Samsung ne veut plus innover pour innover, LG retourne  » aux fondamentaux du smartphone « … Qu’est-ce qui se passe dans la tête de deux fabricants qui rivalisaient d’idées parfois géniales, et parfois saugrenues ? Peut-être l’âge de la raison.


Galaxy S9 : une mise à jour  » toc  » mais pas en toc !

Le Samsung Galaxy S9 devait être la star du Mobile World Congress. Une star qui n’avait plus trop de secrets pour nous, puisque comme d’habitude, on savait à peu près tout quelques jours avant la présentation. Et c’était de toute façon mal parti : on savait que le Galaxy S9 serait un modèle « toc » ou « S », pas de changement majeur du design et des améliorations matérielles et logicielles à l’intérieur. Et en cela le Galaxy S9 s’est montré en tous points conforme aux attentes : c’est, malgré toutes ses qualités (c’est le successeur du S8, quoi), une mise à jour désespérément ennuyeuse. Même son APN à ouverture variable n’est pas tout à fait nouveau, puisque Nokia l’avait fait des années auparavant.

Alors bien entendu, ça n’est pas la première fois que Samsung nous fait le coup de la mise à jour itérative. Les Galaxy S7 et S7 Edge étaient des améliorations mineures des S6. En étant un peu mauvaise langue, on pouvait même dire que leur principal intérêt était de de revendre des fonctionnalités qui avaient été retirées de leurs prédécesseurs (l’étanchéité du S5 et le slot micro SD).
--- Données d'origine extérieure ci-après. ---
PR #117, opened 2015-04-28
Implement Android traceroute

bassosimone:
This pull request implements traceroute on Android. The code is derived from the same purpose code used by the [Portolan](http://portolan.iet.unipi.it/) project developed at University of Pisa

I started to work to merge this code during Tor winter dev meeting. I finished tonight, after two days spent in Pisa working to this pull request with @ValerioLuconi.

Tested on Linux Ubuntu 14.10 as well as on Travis-ci. A previous version of this code compiled on Android on March, 5 2015 (and I don't see obvious reasons why this code should not). A nearly-finished version of this code was tested with IPv6.

PR #118, opened 2015-05-21
Add android traceroute code

bassosimone:
This is same as #117 except that I rebased the branch and squashed commits. I'd rather used #117 but apparently I cannot easily reopen it since I rebased.

---

This code was contributed by developers of Portolan, a network measurement tool developed at University of Pisa.

Many many thanks!

I started merging this code to libight during the Tor winter dev meeting in Valencia, after which I was able to compile it.

Then I worked on this together with @ValerioLuconi during a two day hackfest held in Pisa (27-28 Apr).

Finally I also worked on this on May 21, at Nexa.

This code compiles and runs on Linux, an early version of it was tested it both using IPv6 (at CNR), this version only on IPv4.

The original history of this contribution to libight counted 60+ commits that I have squashed to tidy things up.

### DIFF
--- a/.clang-format
+++ b/.clang-format
@@ -1,4 +1,3 @@
 ---
 BasedOnStyle: LLVM
-IndentWidth: 4
 ---
--- a/.gitignore
+++ b/.gitignore
@@ -79,6 +79,7 @@ test/ooni/tcp_test
 test/protocols/dns
 test/protocols/http
 test/report/file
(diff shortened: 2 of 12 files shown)


hellais:
This should be all good and since it's very modular and compartimentalised it should not pose a risk to the overall stability of the library.

Merging :+1:

PR #132, opened 2015-06-15
Fix building on MacOSX

bassosimone:
Add one missing header required by MacOS and use defines that apparently are defined by both MacOS and Linux (saying this since compiling succeeded on both systems).


bassosimone:
Compiles both locally and on travis-ci, going ahead with merge.

PR #133, opened 2015-06-18
async: adjust tests to expose bug, then fix it

bassosimone:
This pull request adjusts async tests to expose a bug (leading to a crash) spotted while working on the iOS application and then fixes the bug (basically, the issue was that I overwrote the thread object before either detaching or joining it).


hellais:
This look like a hotfix. I think we can merge this safely.

bassosimone:
"I found it hard; it's hard to find" :+1:

hellais:
Oh well, whatever, nevermind

PR #142, opened 2015-07-29
Big rename from libight to measurement_kit

bassosimone:
- rename the namespaces and of course move header files

- rename pretty much everything, including variables in the build system, commented out code and documentation

- while there

    - get rid of functions prefixed by `ight_` and instead put them into the `measurement_kit` namespace

    - make sure we always use two levels of namespaces only, so that we have measurement_kit::sublibrary::ClassName

    - move dns and http into their own "sublibraries"

    - create easier-to-use per sublibrary headers, e.g. `<measurement_kit/common.hpp>`, to simplify the task of importing sublibraries for other devs


hellais:
Lgtm!

hellais:
Long live MK!

PR #153, opened 2015-08-29
Teach portolan traceroute about reply packets.

bassosimone:
<strike>This needs some **more testing before it can be merged**. However I'm opening a pull request to bind it to the upcoming milestone and know this is something to work on.</strike>

This has now been refined and moderately tested. Note that this is needed by *Portolan*.

### DIFF
--- a/include/measurement_kit/traceroute/android.hpp
+++ b/include/measurement_kit/traceroute/android.hpp
@@ -100,6 +100,22 @@ private:
   ProbeResult on_socket_readable();
 
   /// Returns the source address of the error message.
+  /// \param s IPv4 socket address
+  /// \return source address of the error message
+  static std::string get_source_addr(const sockaddr_in *s);
+
+  /// Returns the source address of the error message.
+  /// \param s IPv6 socket address
+  /// \return source address of the error message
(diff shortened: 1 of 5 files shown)


bassosimone:
Closing for now: will reopen when this has been tested extensively.

bassosimone:
Hi @ValerioLuconi, can you please review this diff and tell me what you think? I like to merge this so that we can move forward Portolan integration! Thanks.

bassosimone:
@ValerioLuconi confirmed that this diff works as expected from both CNR premises (where it behaves like scamper) and from home.

bassosimone:
I've checked why regress tests fail. In both cases (clang and gcc) the code fails with error `EHOSTUNREACH` triggered during `sendto()`. This error is a transient network error that we can safely ignore (i.e. this error does not tell us that code in this pull request is wrong, it just informs us of a transient network situation). However, this also reminds me that traceroute code should not throw an exception when `sendto()` fails; rather this error should be routed to `on_error()` so that the programmer can write the proper handling code. Since this change is not trivial, I will do this in another pull request.

PR #157, opened 2015-09-02
README.md: improve description

bassosimone:
- define capabilities and goals more clearly than before

- mention implemented tests

- mention facilities allowing you to implement your tests

- mention future plans including more ooni tests, oonib interaction, performance tests

### DIFF
--- a/README.md
+++ b/README.md
@@ -2,8 +2,50 @@
 
 [![Build Status](https://travis-ci.org/measurement-kit/measurement-kit.svg?branch=master)](https://travis-ci.org/measurement-kit/measurement-kit)
 
-MeasurementKit is an experimental library that provides common functionalities
-useful to implement open measurement tools on mobile platforms.
+MeasurementKit is a library that implements open measurement methodologies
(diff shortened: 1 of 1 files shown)


README.md
```diff
@@ -2,8 +2,50 @@
 
 [![Build Status](https://travis-ci.org/measurement-kit/measurement-kit.svg?branch=master)](https://travis-ci.org/measurement-kit/measurement-kit)
 
-MeasurementKit is an experimental library that provides common functionalities
-useful to implement open measurement tools on mobile platforms.
+MeasurementKit is a library that implements open measurement methodologies
```
hellais: I would specify we are talking about network measurements.

Perhaps it's also good to clarify that users of the library may be either those that want the results of the measurements to be used in the application logic of some arbitrary piece of software or it may be of interested to researchers or people that have specific network measurement needs.

hellais:
I will merge this since it's good, but perhaps it's worth thinking about expanding the overall description a bit more, but can be done in another PR.

Thanks a lot!

:+1:

PR #716, opened 2016-07-12
ndt as ooni test

bassosimone:
This has been running on a experimental app for quite some time now. The diff is simple enough that I think this can qualify as hotfix.

Since this changes a public header, it leads us to `v0.3.0`-land.

### DIFF
--- a/include/measurement_kit/ooni/collector_client.hpp
+++ b/include/measurement_kit/ooni/collector_client.hpp
@@ -15,7 +15,7 @@ namespace collector {
     To submit a file report, pass it to `submit_report()`:
 */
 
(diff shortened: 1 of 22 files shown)


include/measurement_kit/ooni/collector_client.hpp
```diff
@@ -15,7 +15,7 @@ namespace collector {
     To submit a file report, pass it to `submit_report()`:
 */
 
-#define MK_OONI_DEFAULT_COLLECTOR_URL "https://a.collector.test.ooni.io"
+#define MK_OONI_DEFAULT_COLLECTOR_URL "https://a.collector.ooni.io"
```
bassosimone: cc: @hellais

PR #725, opened 2016-07-21
Copy neubot's implementation of percentile

bassosimone:
This copies Neubot's implementation of percentile. I have verified using python3's median() and Google Docs that the numbers in the regress tests are correct.

It would be nice to have a double check on the formula and on the numbers, tho.

This patch will soon be used by NDT code. The idea is to report to the user specific percentile speeds such that it is possible to roughly estimate connection's quality.

### DIFF
--- a/src/common/utils.cpp
+++ b/src/common/utils.cpp
@@ -284,7 +284,7 @@ void dump_settings(Settings &s, std::string prefix, Var<Logger> logger) {
     logger->debug("%s: }", prefix.c_str());
 }
 
-// Adpated from <http://code.activestate.com/recipes/511478/>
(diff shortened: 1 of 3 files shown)


src/common/utils.cpp
```diff
@@ -284,4 +284,21 @@ void dump_settings(Settings &s, std::string prefix, Var<Logger> logger) {
     logger->debug("%s: }", prefix.c_str());
 }
 
+// Adpated from <http://code.activestate.com/recipes/511478/>
```
AntonioLangiu: typo

bassosimone: fixed, thank you!

PR #732, opened 2016-07-30
Use OONI's default collector

### LINKED ISSUE #717: Using default OONI collector
We should use the default OONI collector. I briefly enabled it during #716 but it was not working out of the box (guess server-side configuration?) and hence postponed its adoption.

bassosimone:
Must have this in to release v0.2.6.

Closes #717.

### DIFF
--- a/include/measurement_kit/ooni/collector_client.hpp
+++ b/include/measurement_kit/ooni/collector_client.hpp
@@ -15,7 +15,7 @@ namespace collector {
     To submit a file report, pass it to `submit_report()`:
 */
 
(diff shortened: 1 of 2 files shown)


hellais:
So it seems like this is now leading to travis measurements being submitted to the OONI canonical collector.

https://measurements.ooni.torproject.org/2016-08-01/20160731T122014Z-US-AS14618-dns_injection-no_report_id-0.2.0-probe.json

If we want to run end-to-end tests we should use the testing one.

bassosimone:
Ack, will submit a patch for this by end of today!

PR #751, opened 2016-08-01
Make sure we copy on_entry()

bassosimone:
For now this patch will do but we'd better properly use copy
construction to avoid losing pieces when we copy.

Also, it would probably make sense to second think the current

Il y avait tout de même une différence fondamentale : même un an après, le S7 Edge et son écran aux bords latéraux incurvés donnaient toujours l’impression d’être un téléphone du futur, qui faisait passer Apple pour des suiveurs avec trois ans de retard. Or, nous voilà arrivé au point où à peu près tous les concurrents de Samsung ont rattrapé le coréen. De l’iPhone X au futur Huawei P20, du Xiaomi Mi Mix 2 à l’Asus Zenfone 5Z, de l’Essential Phone au Honor View 10, tout le monde y est allé de son écran plus ou moins sans bord. Et c’est très bien comme ça. Samsung peut se targuer d’avoir fait bouger les lignes et servi de mètre étalon à ses concurrents pendant trois ans, et sortir aujourd’hui un smartphone qui ne vend pas du rêve, mais qui en impose par sa maîtrise.

Ne plus innover pour innover

C’est d’ailleurs le message qu’il veut désormais véhiculer. Samsung nous fait du Apple, enfin l’image que l’on a encore, de plus en plus à tort, d’Apple. Non, Samsung ne jette plus des spaghettis sur la vitre en regardant si ça colle, Samsung n’innove pas pour innover, mais pour apporter quelque chose qui a un intérêt pour l’utilisateur.

En soi, c’est une démarche noble. Et on ne va certainement pas se plaindre que l’avalanche de fonctionnalités gadget toutes plus « WTF » les unes que les autres de l’ère Galaxy S4 vont nous manquer. Mais c’est tout de même un changement de ton assez intéressant à observer.

Le smartphone pliable sera-t-il le smartphone incurvé de 2019 ?

Et encore, Samsung peut se permettre cette inflexion sans y avoir laissé des plumes. LG adopte une posture similaire, mais pour d’autres raisons. Son prochain fleuron serait un retour « aux fondamentaux du smartphone ».

On est ravi de l’entendre, après des années gâchées par des expérimentations qui n’auraient jamais du quitter le labo de R&D. On garde encore un souvenir amer du LG G5 et ses modules LG Friends partis aussi vite qu’ils sont arrivés. On se demande pourquoi il a fallu deux versions du LG G Flex pour que le constructeur se rende compte que c’était une mauvaise idée.

Donc oui LG, Samsung, revenez aux fondamentaux, innovez pour apporter réellement quelque chose à l’utilisateur et ne faites pas des smartphones pliables les G Flex et Galaxy Round de demain ! Le monde de la mobilité y perdra peut-être un peu en folie, mais nous y gagnerons au final.